Unlike influence, FIMI foreign interference does not seek to win an argument; it seeks to rig the debate. It involves the hidden funding of political parties, cyberattacks on election infrastructure, or the coordinated spread of disinformation by bot networks posing as local citizens. You can read more about the specifics in our detailed breakdown of Foreign Information Manipulation and Interference (FIMI).
The goal is to sow discord, erode trust in democratic institutions, and paralyze decision-making without the target population even realizing they are under attack.
What is foreign influence? (The Distinction)
To make the boundary absolute, we must revisit the question: What is foreign influence in direct contrast to interference?
If a foreign entity buys billboard space to promote their viewpoint, it is influence. If that same entity secretly pays local journalists to write favorable articles without disclosing the payment, it becomes interference.
If a foreign leader openly criticizes a domestic policy, it is an influence. If their intelligence service uses fake social media personas to amplify domestic polarization around that policy, it is FIMI foreign interference.
The critical differentiator is deception. Influence claims its space; interference hides its hand.
The Mechanics of Manipulation
From a technical perspective, FIMI foreign interference relies heavily on exploiting the architecture of our information ecosystem. Attacks are rarely singular events; they are campaigns.
We see coordinated "astroturfing," where thousands of fake accounts create an illusion of grassroots support for a divisive issue. We see "narrative laundering," where disinformation is planted in fringe outlets and then amplified through a chain of proxies until it reaches mainstream discourse, obscuring the original foreign source.

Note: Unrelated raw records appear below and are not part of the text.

PR #5, opened 2020-04-22
Feature/demo page

aabounegm:
Add a page for showcasing the components. Didn't design anything properly, so it is just a proof-of-concept. Wrote a GitHub Action to deploy that demo page to GitHub Pages, but cannot test it without first making a release.


demo/App.svelte
```diff
@@ -0,0 +1,35 @@
+<script>
+	import {
```
illright, line 2: Tabs

jsconfig.json
```diff
@@ -0,0 +1,9 @@
+{
+	"compilerOptions": {
+		"baseUrl": "./",
+		"paths": {
+			"@/*": ["src/*"],
```
illright, line 5: You sure this is necessary? It was introduced to Innopoints by Max and I never really saw the need in it, it's confusing

package.json
```diff
@@ -8,25 +8,33 @@
...
   "keywords": [
     "svelte"
   ],
   "files": [
     "src",
     "dist"
-  ]
+  ],
+  "dependencies": {
+    "sirv-cli": "^0.4.5"
```
illright, line 38: That definitely should not be a dependency

jsconfig.json
aabounegm: It helps avoid writing a lot of '../../' imports. Also, this particular file does nothing but tell VS Code about that alias. The actual alias is defined in the rollup config

illright: But in this case it only substitutes `@/` for `src/`, why couldn't we just write `src/` directly?

PR #12, opened 2020-05-05
Checkboxes

illright:


src/checkbox/checkbox-group.svelte
```diff
@@ -0,0 +1,64 @@
...
+
+  export let color = false;
+
+  export let items;
+  export let name;
+  export let labelsLeft = false;
+  export let max = null;
+
+  $: currentChecked = items.reduce((acc, elt) => acc + elt.checked, 0);
+  const maxReachedTooltip = { title: `Can only select ${max} value${s(max)}.` };
```
aabounegm, line 20: Perhaps this should be a prop to allow for better customization and i18n.

illright: Will add as a future improvement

These techniques are designed to bypass our cognitive defenses. By the time a narrative reaches the average user, it looks organic. This is why standard fact-checking is often insufficient; we need to detect FIMI and disinformation by analyzing the behavior of the network, not just the content of individual messages.

Above: FIMI actors utilize coordinated networks and technical manipulation to obscure their origins.
The EEAS Framework and FIMI
Recognizing the urgent need for common definitions, the European Union's External Action Service (EEAS) has been instrumental in formalizing the concept of Foreign Information Manipulation and Interference (FIMI). They have moved the conversation away from vague notions of "fake news" toward a structured understanding of adversarial behavior.
The EEAS framework helps categorize incidents based on intent and coordination. Below is a simplified comparison based on EEAS principles to illustrate the practical difference between legitimate diplomacy and FIMI foreign interference.

This structured approach is vital for creating a unified response among democratic nations. You can read more about how the EU built a FIMI hub to track and counter foreign information campaigns on our blog.
Why the Distinction Matters for Defence
Mistaking interference for influence is a strategic error. If we treat FIMI foreign interference as merely "another point of view" in the marketplace of ideas, we grant legitimacy to bad actors. We allow them to exploit our commitment to free speech to destroy free speech itself.
Conversely, labeling all foreign commentary as "interference" leads to isolationism and paranoia. We must be precise. We need the technical capability to expose the hidden networks of Foreign Information Manipulation and Interference (FIMI) while maintaining the democratic confidence to engage in open debate.
In Ukraine, we learned this lesson the hard way. We know that the battle for the information space is real. By demanding transparency and using advanced detection tools, we can protect the integrity of our discourse without closing our societies to the world.